"We will not lose our love, our marriage, OVER HAIR"

TootiePie

Well-Known Member
"We will not lose our love, our marriage, OVER HAIR" Writer's response on PG 8.

I read this post over at Curly Nikki and it pissed me off. I just wanted to share. I left my comment over there already. ANNNNND GO!

Autumn writes:

I don’t even know what to call this. But it happened – FOR REAL.
Background:
I’m married – 5+ years – to a wonderful husband and father. I’m pregnant – 5 months now – with my second child and I’m an emotional rollercoaster. I’ve been natural – almost 1 year – and, although it took some time for me to feel this way, I LOVE my curls.
The Drama:
My husband works from home and has watched our 2-yr old daughter from birth (SN: She has curls too and he washes and styles her hair very well during the week). About a month ago, he sent me a text at work saying we needed to talk when I got home. So, I come from work on my lunch break like I normally do. We decided to leave the house to run some errands. In the car, I asked him what he wanted to talk about. Then he said the six words that literally threw me into an immediate emotional breakdown: “WE NEED TO SPLIT UP.” Huh? What? Where is this coming from? Instant flood of tears and hyperventilating.
He never wanted me to go natural. He doesn’t like “nappy” hair. He likes straight hair. He felt that I had totally ignored his feelings by going natural in the first place, but the fact that I’ve stayed natural, despite his disdain, is even worse.

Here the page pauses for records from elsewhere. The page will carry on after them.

Issue #1059, opened 2024-09-20
`from_smirnoff` _without_ `charge_from_molecules` silently assigns all isormophic molecules the same partial charges


IAlibay:
**Description**

User case:

I construct an Interchange object from a Topology with two or more ismorphic Molecules with different partial charges.
In this case the first Molecule has am1bcc charges whilst all the others have gasteiger charges, which differ significantly.

Outcome: 

All the Molecules silently get assigned the partial charges from the first Molecule.

**Reproduction**

```python
from openff.units.openmm import from_openmm
from openmm import NonbondedForce
from openff.toolkit import Molecule, Topology, ForceField
from openff.interchange.components._packmol import solvate_topology_nonwater
from openff.interchange import Interchange
import pytest

solvent = Molecule.from_smiles('c1ccccc1')
solvent.assign_partial_charges(partial_charge_method='gasteiger')
print("solvent charges: ", solvent.partial_charges)

ligand = Molecule.from_smiles('c1ccccc1')
ligand.generate_conformers()
ligand.assign_partial_charges(partial_charge_method='am1bcc')
print("ligand charges: ", ligand.partial_charges)

print("molecules are isomorphic: ", ligand.is_isomorphic_with(solvent))

off_top = Topology.from_molecules(ligand)
solvated_off_top = solvate_topology_nonwater(topology=off_top, solvent=solvent)

ff = ForceField('openff-2.2.0.offxml', 'opc.offxml')
inter = Interchange.from_smirnoff(topology=solvated_off_top, force_field=ff)

for _, c in inter.collections["Electrostatics"].charges.items():
    assert abs(c.m) == pytest.approx(0.13)
    
# Double check this isn't just the collection, and it goes all the way to an openmm System
system = inter.to_openmm_system()
nonbond = [f for f in system.getForces() if isinstance(f, NonbondedForce)][0]

for idx in range(system.getNumParticles()):
    c, _, _ = nonbond.getParticleParameters(idx)
    assert abs(from_openmm(c).m) == 0.13

print(all(solvated_off_top.molecule(0).partial_charges == ligand.partial_charges))
print(all(solvated_off_top.molecule(1).partial_charges == ligand.partial_charges))
print(all(solvated_off_top.molecule(1).partial_charges == solvent.partial_charges))
```

**Output**

```
[...]

Issue #1058, opened 2024-09-20
`charge_from_molecules` silently ignores isomorphic molecules in list, only using the first entry


IAlibay:
**Description**

Passing two isomorphic Molecules with different partial charges to `from_smirnoff`'s `charge_from_molecules` flag will lead to partial charges only being assigned from the first Molecule.

**Reproduction**

```python
from openff.toolkit import Molecule, Topology, ForceField
from openff.interchange.components._packmol import solvate_topology_nonwater
from openff.interchange import Interchange
import pytest

solvent = Molecule.from_smiles('c1ccccc1')
solvent.assign_partial_charges(partial_charge_method='gasteiger')
print("solvent charges: ", solvent.partial_charges)

ligand = Molecule.from_smiles('c1ccccc1')
ligand.generate_conformers()
ligand.assign_partial_charges(partial_charge_method='am1bcc')
print("ligand charges: ", ligand.partial_charges)

print("molecules are isomorphic: ", ligand.is_isomorphic_with(solvent))

off_top = Topology.from_molecules(ligand)
solvated_off_top = solvate_topology_nonwater(topology=off_top, solvent=solvent)

ff = ForceField('openff-2.2.0.offxml', 'opc.offxml')
inter = Interchange.from_smirnoff(topology=solvated_off_top, force_field=ff, charge_from_molecules=[ligand, solvent])

for _, c in inter.collections["Electrostatics"].charges.items():
    assert abs(c.m) == pytest.approx(0.13)
    
inter = Interchange.from_smirnoff(topology=solvated_off_top, force_field=ff, charge_from_molecules=[solvent, ligand])

for _, c in inter.collections["Electrostatics"].charges.items():
    assert abs(c.m) == pytest.approx(0.06226857)
```

**Output**

```
solvent charges:  [-0.062268570782092456 -0.062268570782092456 -0.062268570782092456 -0.062268570782092456 -0.062268570782092456 -0.062268570782092456 0.062268570782092456 0.062268570782092456 0.062268570782092456 0.062268570782092456 0.062268570782092456 0.062268570782092456] elementary_charge
ligand charges:  [-0.13 -0.13 -0.13 -0.13 -0.13 -0.13 0.13 0.13 0.13 0.13 0.13 0.13] elementary_charge
molecules are isomorphic:  True
```

**Software versions**

Interchange v0.3.29

mattwthompson:
That doesn't seem good!

SMIRNOFF doesn't help in this case:

[...]

Issue #1050, opened 2024-09-16
Partial charge assignment using `charge_from_molecules` on virtual sites / charge increments can be unexpected.


IAlibay:
**Description**

Related to #1048 

When building a system with OPC water, if a user passed along a pre-charged water, they might end up with an unexpected set of partial charges in the resultant 4 point molecule due to charge increments.

The behaviour isn't incorrect according to the spec, but you then also have to expect users to a) know the charge assignment order in the spec, b) remember that there are charge increments affecting the molecule they passed charges for, c) do the charge increment math ahead of time to make sure they passed along the right charges.

I'm not 100% sure, but I think the ask would be something along the lines of:

1. Some kind of tooling to inspect the partial charges you are likely to get after all the increments, etc.. are applied for each molecule (rather than having to manually inspect the OpenMM system to see what happened). Is there a better way to assign partial charges for virtual site containing molecules that I'm missing?
2. Some kind of warning that further processing of the partial charges will happen.
3. Documentation that a) yes `charge_from_molecules` will ignore library charges, but b) charge increments will be applied (this is not clear from the existing docs).

**Reproduction**

```python
from openff.toolkit import Molecule, Topology, ForceField
from openff.interchange.components._packmol import solvate_topology
from openff.interchange import Interchange
from openmm import NonbondedForce

water = Molecule.from_smiles('O')
water.assign_partial_charges(partial_charge_method='gasteiger')
print(water.partial_charges)

ligand = Molecule.from_smiles('CCCCC')
ligand.generate_conformers()

off_top = Topology.from_molecules(ligand)
solvated_off_top = solvate_topology(topology=off_top)

ff = ForceField('openff-2.2.0.offxml', 'opc.offxml')
inter = Interchange.from_smirnoff(topology=solvated_off_top, force_field=ff, charge_from_molecules=[water])
omm_system = inter.to_openmm_system()

nonbond = [f for f in system.getForces() if isinstance(f, NonbondedForce)][0]

# Get the parameters for the first water oxygen
nonbond.getParticleParameters(17)
```

**Output**

partial charges
```
[-0.4115095219374226 0.2057547609687113 0.2057547609687113] elementary_charge
```
particle parameters for oxygen (in OPC this is a zero charged atom since all the charge is on the virtual site)
```
[Quantity(value=-0.4115095219374226, unit=elementary charge),
 Quantity(value=0.31506999999999996, unit=nanometer),
[...]

PR #1053, opened 2024-09-19
Log charge assignment

mattwthompson:
### Description

Resolves #1048

### Checklist

- [x] Log, for most cases, which atom (with some topology index) got what charge assigned by which method
  - [x] Library charges
  - [x] Preset charges
  - [x] `ChargeIncrementHandler`
  - [x] AM1-BCC
  - [x] Virtual sites
- [x] Add tests
  - [x] Sage with a ligand in vacuum
  - [x] Sage with a ligand in water/ions
    * Water gets library charges
    * Ions get library charges
    * Non-water solvent gets AM1-BCC
    * Ligands get AM1-BCC
  - [x] Sage with a ligand in non-water solvent
    * Non-water solvent gets AM1-BCC
    * Ligands get AM1-BCC
  - [x] Sage with a ligand in mixed solvent
    * Water gets library charges
    * Ions get library charges
    * Non-water solvent gets AM1-BCC
    * Ligands get AM1-BCC
  - [x] ff14SB with Sage
    * Protein gets library charges
    * Water gets library charges
    * Ions get library charges
    * Non-water solvent gets AM1-BCC
    * Ligands get AM1-BCC
  - [x] ff14SB with Sage and preset charges on Protein A
    * Protein A gets preset charges
    * Other proteins get library charges
    * Water gets library charges
    * Ions get library charges
    * Non-water solvent gets AM1-BCC
    * Ligands get AM1-BCC
  - [x] Sage with ligand and OPC water
    * Water gets library charges
    * Water virtual sites get ??
    * Ions get library charges
    * Non-water solvent gets AM1-BCC
    * Ligands get AM1-BCC
  - [x] Sage with preset charges on ligand A
    * Water gets library charges
    * Ions get library charges
    * Non-water solvent gets AM1-BCC
    * Ligand A gets preset charges
    * Other ligands get AM1-BCC
  - [x] Sage with preset charges on water
    * Water gets preset charges
    * Ions get library charges
    * Non-water solvent gets AM1-BCC
    * Ligands get AM1-BCC
  - [x] Sage with (ligand) virtual site parameters
    * Water gets preset charges
    * Ions get library charges
    * Non-water solvent gets AM1-BCC
    * Ligand heavy atoms get AM1-BCC and charge increments
    * Virtual sites get charge increments
  - [x] AM1-with-custom-BCCs Sage with ligand and ions water
    * Water gets library charges
    * Ions get library charges
    * Ligand gets charge increments
[...]

PR #1070, opened 2024-10-03
Handle some edge cases with preset charges

### LINKED ISSUE #1057: Passing a Molecule without charges to `from_smirnoff`'s `charge_from_molecules` fails ungracefully
Definitely not a big issue, mostly opening it because @mattwthompson told me to raise these issues 😅 

**Description**

Passing an uncharged Molecule through `charge_from_molecule` leads to a TypeError when trying to iterate over None.
The traceback is clear, but the error message could be better for users.

**Reproduction**

```python

water = Molecule.from_smiles('O')

ligand = Molecule.from_smiles('CCCCC')
ligand.generate_conformers()

off_top = Topology.from_molecules(ligand)
solvated_off_top = solvate_topology(topology=off_top)

inter = Interchange.from_smirnoff(topology=solvated_off_top, force_field=ff, charge_from_molecules=[water])
```

**Output**

TypeError: 'NoneType' object is not iterable

**Software versions**

Interchange v0.3.29

mattwthompson:
### Description

This PR better handles user inputs around the `charge_from_molecules` argument from the toolkit. Resolves #1057 #1058 #1059

### Checklist

- [x] Error if `charge_from_molecules` contains any molecule without partial charges
- [x] Error if `charge_from_molecules` contains any duplicate molecules (defined by isomorphism, approximated by SMILES without hydrogens)
- [x] Test behavior discussed in #1050
- [x] Add tests
- [x] Lint
- [x] Update docstrings
  - [x] Update `from_smirnoff` docstring
  - [x] Add user guide
    - [x] Describe charge assignment hierarchy
    - [x] Describe limitations with preset charges
    - [ ] ~~Add FAQ entry~~ I guess we don't have an FAQ here, maybe should check `openff-docs`


openff/interchange/smirnoff/_create.py
```diff
@@ -93,17 +97,61 @@ def validate_topology(value):
...
 ) -> Interchange:
+    molecules_with_preset_charges = _preprocess_preset_charges(molecules_with_preset_charges)
+
     _check_supported_handlers(force_field)
 
+    if molecules_with_preset_charges is not None and "VirtualSites" in force_field.registered_parameter_handlers:
+        warnings.warn(
+            "Preset charges were provided (via `charge_from_molecules`) alongside a force field that includes "
+            "virtual site parameters. Note that virtual sites will be applied charges from the force field and "
+            "cannot be given preset charges.",
```
Yoshanuikabundi, line 151:
```suggestion
            "Preset charges were provided (via `charge_from_molecules`) alongside a force field that includes "
            "virtual site parameters. Note that virtual sites will be applied charges from the force field and "
            "cannot be given preset charges. Virtual sites may also affect the charges of their orientation "
            "atoms, even if those atoms are given preset charges.",
```

Do you think adding something like this to the warning will be useful for people? It seems like the sort of thing that would surprise me but maybe it's just noise.

openff/interchange/smirnoff/_create.py
```diff
@@ -93,17 +97,61 @@ def validate_topology(value):
...
+
+    1. The input is a list of Molecules
+    2. Each molecule has assign partial charges
+    3. Ensure no molecules are isomorphic with another in the list
+
+    """
+    if molecules_with_preset_charges is None:
+        return None
+
+    molecule_set = {molecule.to_smiles() for molecule in molecules_with_preset_charges}
```
Yoshanuikabundi, line 118:
```suggestion
    molecule_set = {molecule for molecule in molecules_with_preset_charges}
```

`Molecule.__eq__()` exists, so you should be able to make a set out of molecules directly. It definitely seems to work for me. Is matching SMILES faster for large topologies or something?

openff/interchange/_tests/unit_tests/smirnoff/test_create.py
```diff
@@ -231,6 +234,98 @@ def test_charges_from_molecule_reordered(
 
         assert numpy.allclose(expected_charges, found_charges)
 
+    def test_error_when_any_missing_partial_charges(self, sage):
+        topology = Topology.from_molecules(
+            [
+                Molecule.from_smiles("C"),
+                Molecule.from_smiles("CCO"),
+            ],
+        )
```
Yoshanuikabundi, line 243: Should this topology include a molecule *with* partial charges, to ensure that it's testing if there are *any* missing charges?

Yoshanuikabundi (commented):
These are great improvements I think. I think the documentation changes from #1048 could be merged with this so that the charge hierarchy is only documented once, which might improve findability - I think if there is similar documentation in two places, people sometimes read one place carefully, then later find the second place and think they're already familiar with it coz it looks the same.

My notes are mostly just adding more detail to what you've written, but this is great!

openff/interchange/smirnoff/_create.py
mattwthompson: I figure making SMILES is probably slower because of the short-circuits in `are_isomorphic`. I think relying on built-in equality would work fine here, but I also want to encode the intentionality of uniqueness being defined here in a way that's different than how the toolkit does it, which may change. (I'm not sure `.to_smiles()` is the best way to do this

I'm pretty neutral on this change, but your suggestion is simpler. I'll go with it and note the context in a comment

openff/interchange/smirnoff/_create.py
mattwthompson: I think this is a great example of something that seems repetitive / doesn't need to be made explicit to me (since I'm so steeped in the details) but is worth repeating / making explicit to a user

openff/interchange/components/interchange.py
```diff
@@ -109,7 +109,9 @@ def from_smirnoff(
             positions are taken from the molecules in topology, if present on all molecules.
         charge_from_molecules : `List[openff.toolkit.molecule.Molecule]`, optional
             If specified, partial charges will be taken from the given molecules
-            instead of being determined by the force field.
+            instead of being determined by the force field. All molecules in this list
+            must have partial charges assigned and must not be isomorphic with any other
+            molecules in the list.
```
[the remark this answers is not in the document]
mattwthompson: (I had to grab this change manually because ... GitHub detected this involved a deleted line, and for some reason that precludes multi-line suggestions from being applied. Boo!)

mattwthompson:
Aiming to sync this up and re-visit, probably to finish it up, after #1053 is merged in

mattwthompson:
Thank you @Yoshanuikabundi!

It doesn’t matter that everyone else around us likes my hair. He is my husband and his opinion should matter most. When he married me I had long, straight hair. He’s not attracted to me anymore because of my hair, and therefore he felt that the best solution was to split up, instead of being disgusted with the sight of me daily. But if I straighten my hair (it doesn’t have to be a relaxer), then everything will be ok and go back to normal. Blah, blah, blah. SN: Just the week before, his close friend’s wife chemically relaxed her hair after a year of being natural because she couldn’t stand the negative feedback from her husband.
Ok, ok, ok. He probably didn’t use those exact words. But I’m pregnant, so that’s what it sounded like. I emailed my boss from my phone and said I couldn’t come back to work for personal reasons. After running our errands, I dropped him and our daughter back off at the house and drove off to clear my mind. I won’t go into all the thoughts that led me to my next actions, but I will tell you what happened.
I LOVE THIS MAN. I CANNOT IMAGINE MY LIFE WITHOUT THIS MAN. I WILL NOT LOSE MY HUSBAND OVER HAIR. But I felt this was a deeper issue than hair, and I also felt that some information was missing from his little rant. So I went back home. I grabbed a pen and paper and went straight to our bedroom. I got in the bed under the covers and started writing. Right after I jotted down my last thought, he came in to check on me. He gave me a big hug, and waited for me to speak. Here’s what I wrote/said, and his answers.
-I have more going for me than the hair on my head. YES YOU DO.
-I’m beautiful, intelligent, stylish, in shape, a good mother, I bring home bacon just like you, and I cook it too. YES I AGREE.
-I’m pregnant with your child, how dare you bring this to me right now. I FELT LIKE YOU WERE IGNORING HOW I FELT ABOUT YOUR HAIR.
-My hair is beautiful and *I* LOVE it, no matter what anyone else says. I KNOW.
-Our daughter’s hair is beautiful, are you going to request that she straighten her hair? NO, HER HAIR IS BEAUTIFUL.
-Is your friend’s wife a better woman than I am because she relaxed her hair for her husband to make HIM happy, even though she will be unhappy? YES, I FEEL THAT WAY. BUT SHE IS NOT MY WIFE AND I DO NOT WANT ANOTHER WOMAN.
-Are you willing to give up our love, sex, family, home, future plans… all because of my hair?! NO, NEVER.
My response was: Then I cannot, WILL NOT get a chemical relaxer. So what is your REAL problem?
His response was: Well, it’s just that all the “different” styles you have been doing have been “nappy” styles. Can you please do some straight styles, and do them more often?
Of course! Why didn’t you say that in the first place boy?!
Ever since then, we’ve been back in love like usual. He touches my “nappy” hair and tells me I’m beautiful. And I still haven’t done a straight style yet, although I do plan to keep my promise – to prevent another childish rant.
Conclusion:
Turns out, he just did a really horrible job of expressing his feelings. And I did a really horrible job of acknowledging his feelings. We will not lose our love, our marriage, our life together… OVER HAIR.
Weigh in!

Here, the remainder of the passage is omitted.